→ **PROBLEM TO WORK ON**
Review the listing and copy each line that holds the word "looks".

(INPUT Opens)

PR #5922, opened 2019-03-27
Split IRAM into 2 linker sections to move std::fcn

### LINKED ISSUE #5914: Hspi in slave mode with Wifi enabled produce crash dump
### Basic Infos

#### Platform

- Hardware:					[ESP-8266-wroom2]
- Operating System:		[Ubuntu]

### Settings in IDE

- Flash Size: 		[2MB]
- Reset Method:		[ck|nodemcu]
- Flash Frequency:	[40Mhz]
- CPU Frequency:		[80Mhz]
- Upload Using:		[SERIAL]

### Problem Description
Hi all,

We try to get the spi in slave mode working without crash and we cannot get it. We use 2 esp8266 (one in master and one in slave). We use only the read status command to simplify the setup.  Here the Master code. We use the Example SPI Safe Master Demo and modify it to only use the readStatus method.

```cpp
#include <SPI.h>

class ESPSafeMaster {
  private:
    uint8_t _ss_pin;
    void _pulseSS() {
      digitalWrite(_ss_pin, HIGH);
      delayMicroseconds(5);
      digitalWrite(_ss_pin, LOW);
    }
  public:
    ESPSafeMaster(uint8_t pin): _ss_pin(pin) {}
    void begin() {
      pinMode(_ss_pin, OUTPUT);
      _pulseSS();
    }

    uint32_t readStatus() {
      _pulseSS();
      SPI.transfer(0x04);
      uint32_t status = (SPI.transfer(0) | ((uint32_t)(SPI.transfer(0)) << 8) | ((uint32_t)(SPI.transfer(0)) << 16) | ((uint32_t)(SPI.transfer(0)) << 24));
      _pulseSS();
      return status;
    }

    void writeStatus(uint32_t status) {
      _pulseSS();
      SPI.transfer(0x01);
      SPI.transfer(status & 0xFF);
      SPI.transfer((status >> 8) & 0xFF);
      SPI.transfer((status >> 16) & 0xFF);
      SPI.transfer((status >> 24) & 0xFF);
      _pulseSS();
    }

    void readData(uint8_t * data) {
      _pulseSS();
      SPI.transfer(0x03);
      SPI.transfer(0x00);
      for (uint8_t i = 0; i < 32; i++) {
        data[i] = SPI.transfer(0);
      }
      _pulseSS();
    }

    void writeData(uint8_t * data, size_t len) {
      uint8_t i = 0;
      _pulseSS();
      SPI.transfer(0x02);
      SPI.transfer(0x00);
      while (len-- && i < 32) {
        SPI.transfer(data[i++]);
      }
      while (i++ < 32) {
        SPI.transfer(0);
      }
      _pulseSS();
    }

    String readData() {
      char data[33];
      data[32] = 0;
      readData((uint8_t *)data);
      return String(data);
    }

    void writeData(const char * data) {
      writeData((uint8_t *)data, strlen(data));
    }
};
ESPSafeMaster esp(SS);

void setup() {
  Serial.begin(115200);
  SPI.begin();
  esp.begin();
  delay(1000);
}

uint32_t status;

void loop() {
	esp.readStatus();
}
```
On the slave we use this code. 
```cpp
#include <Arduino.h>
#include <SPISlave.h>
#include <ESP8266WiFi.h>

void setup() {
	Serial.begin(115200);
	Serial.setDebugOutput(true);
	WiFi.mode(WIFI_STA);
	WiFi.begin("MySSID","MyPassword");
        delay(10000); //delay to not crash the ESP. If this delay is not there, the ESP will crash in sys context
	SPISlave.begin();
        SPISlave.setStatus(0xAA);
}

void loop() {
	
}
```
With this configuration, the data of the status is 0x55 (checked with an MSO) and as soon as the WiFi is connected, the data of the status is 0x00. No more 0x55 is returned. 

Does anyone can try the same setup and give feedback ? We have been able to have a reliable communication in SPI mode. 

Jonathan

earlephilhower:
Callbacks need to be placed in IRAM when being called from an IRQ (like
the SPISlave callbacks).

This can be done by hacking the std::functional header and making every
single specialization of the template into an IRAM section, which would
take a lot of space for no benefit in the majority of cases.

The alternate is to specify the single instantiation types/operators
required, but the problem is the flash segment matcher would match them
before the IRAM section was begun, and rules for them would just not be
applied.

Get around this by splitting the IRAM section definition into .text and
.text1.  This is linker syntactic sugar and does not actually change the
on-chip layout.  But it does allow us to put the exception vectors at
the required absolute addresses and add single functions to IRAM.

Fixes #5914 (maybe, may need to add other template types)


dumarjo:
@earlephilhower You will need all the types in RAM.

typedef std::function<void(uint8_t *data, size_t len)> SpiSlaveDataHandler;
typedef std::function<void(uint32_t status)> SpiSlaveStatusHandler;
typedef std::function<void(void)> SpiSlaveSentHandler;

tools/sdk/ld/eagle.app.v6.common.ld.h
```diff
@@ -127,8 +127,8 @@ SECTIONS
     *(.init.literal)
     *(.init)
 
-    /* Special functions/templates that need to be in IRAM (SPI/IRQ callbacks/etc. here */
-    *(.text._ZNKSt8functionIFvvEEclEv)  /* std::function<void ()>::operator()() const */
+    /* all functional callers are placed in IRAM (including SPI/IRQ callbacks/etc) here */
+    *(.text._ZNKSt8functionIF*EE*)  /* std::function<any(...)>::operator()() const */
```
earlephilhower: I think this stops evaluation at the first asterisk.  The regular expression support is very basic in the linker.

d-a-v: I quickly got lost in the big yacc parser.
So to verify I tweaked a test file object,
Before:
```
$ nm /tmp/arduino_build_491121/function.ino.elf|grep _ZNKSt8functio
401000b0 W _ZNKSt8functionIFviEEclEi
40100094 W _ZNKSt8functionIFvvEEclEv
```
Then I edited the object file and replaced `_ZNKSt8functionIFvvEEclEv` by `_ZNKSt8functionIFvvEXclEv` (EE->EX after the first asterisk), then relinked:
```
$ nm /tmp/arduino_build_491121/function.ino.elf|grep _ZNKSt8functio
40100094 W _ZNKSt8functionIFviEEclEi
402010c4 W _ZNKSt8functionIFvvEXclEv
```

Is this a sufficient validation ?

earlephilhower: Yes, that looks fine.

earlephilhower:
DO NOT MERGE.  I just tried the PR on a very simple example and got into an infinite boot loop.  Must've gotten lucky the first time I tried things.

Basically the elf is fine, but the BIN is not pulling in the `.text1` segment for actual image creation.

Need to update elf2bin.py...

earlephilhower:
Latest push actually uploads the app main code and runs on tests I've thrown at it.

devyte:
A warning here: only std::function::operator()() is moved to IRAM. The constructor is not. That means that re-attaching via the functional api from an ISR can still crash, because that will construct a temp std::functional and pass it in, and the constructor could potentially not be in IRAM.
I think it's a case rare enough to not warrant the price in IRAM.

hreintke:
@earlephilhower : 
Don't know whether it is intentional and/or it has any impact but when I was looking into the objdump output checking for functional interrupt I noticed.

From he title of the PR I expected to see both .text and .text1 segments. .text being all as before, .text1 for the specific std::functions.
But it looks like all gets into .text1.

part of objdump before the commit : 
```
40238048 g     F .irom0.text	00000038 periodic_cal
4021dc3c g     F .irom0.text	00000068 ieee80211_pwrsave
40105ff8 g     F .text	00000067 phy_get_bb_freqoffset
401062ec g     F .text	0000002b clockgate_watchdog
40102f28 g     F .text	0000000f lmacIsActive
40101180 g     F .text	00000022 pp_post2
3ffedd54 g     O .bss	00000004 timer_list
40204028 g     F .irom0.text	00000041 _ZN12UpdaterClassC1Ev
40103e34 g     F .text	00000026 lmacMSDUAged
00000220 g       *ABS*	00000000 _memmap_cacheattr_bp_base
402205d8 g     F .irom0.text	00000049 cnx_sta_connect_led_timer_cb
40105e70 g     F .text	00000151 tx_pwr_backoff_old
4022cd3c g     F .irom0.text	00000008 fpm_get_slp_type
40204374  w    F .irom0.text	0000009e _ZN8conststr15parseNthIntegerILj12EEEiRAT__Kcj
402391c8 g     F .irom0.text	0000000b phy_set_powerup_option
```

Same part after the commit

```
40238048 g     F .irom0.text	00000038 periodic_cal
4021dc3c g     F .irom0.text	00000068 ieee80211_pwrsave
40105ff8 g     F .text1	00000067 phy_get_bb_freqoffset
401062ec g     F .text1	0000002b clockgate_watchdog
40102f28 g     F .text1	0000000f lmacIsActive
40101180 g     F .text1	00000022 pp_post2
3ffedd54 g     O .bss	00000004 timer_list
40204028 g     F .irom0.text	00000041 _ZN12UpdaterClassC1Ev
40103e34 g     F .text1	00000026 lmacMSDUAged
00000220 g       *ABS*	00000000 _memmap_cacheattr_bp_base
402205d8 g     F .irom0.text	00000049 cnx_sta_connect_led_timer_cb
40105e70 g     F .text1	00000151 tx_pwr_backoff_old
4022cd3c g     F .irom0.text	00000008 fpm_get_slp_type
40204374  w    F .irom0.text	0000009e _ZN8conststr15parseNthIntegerILj12EEEiRAT__Kcj
402391c8 g     F .irom0.text	0000000b phy_set_powerup_option
```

(INPUT Closes)

→ **RESULT OF THE TASK**
earlephilhower: Yes, that looks fine.
But it looks like all gets into .text1.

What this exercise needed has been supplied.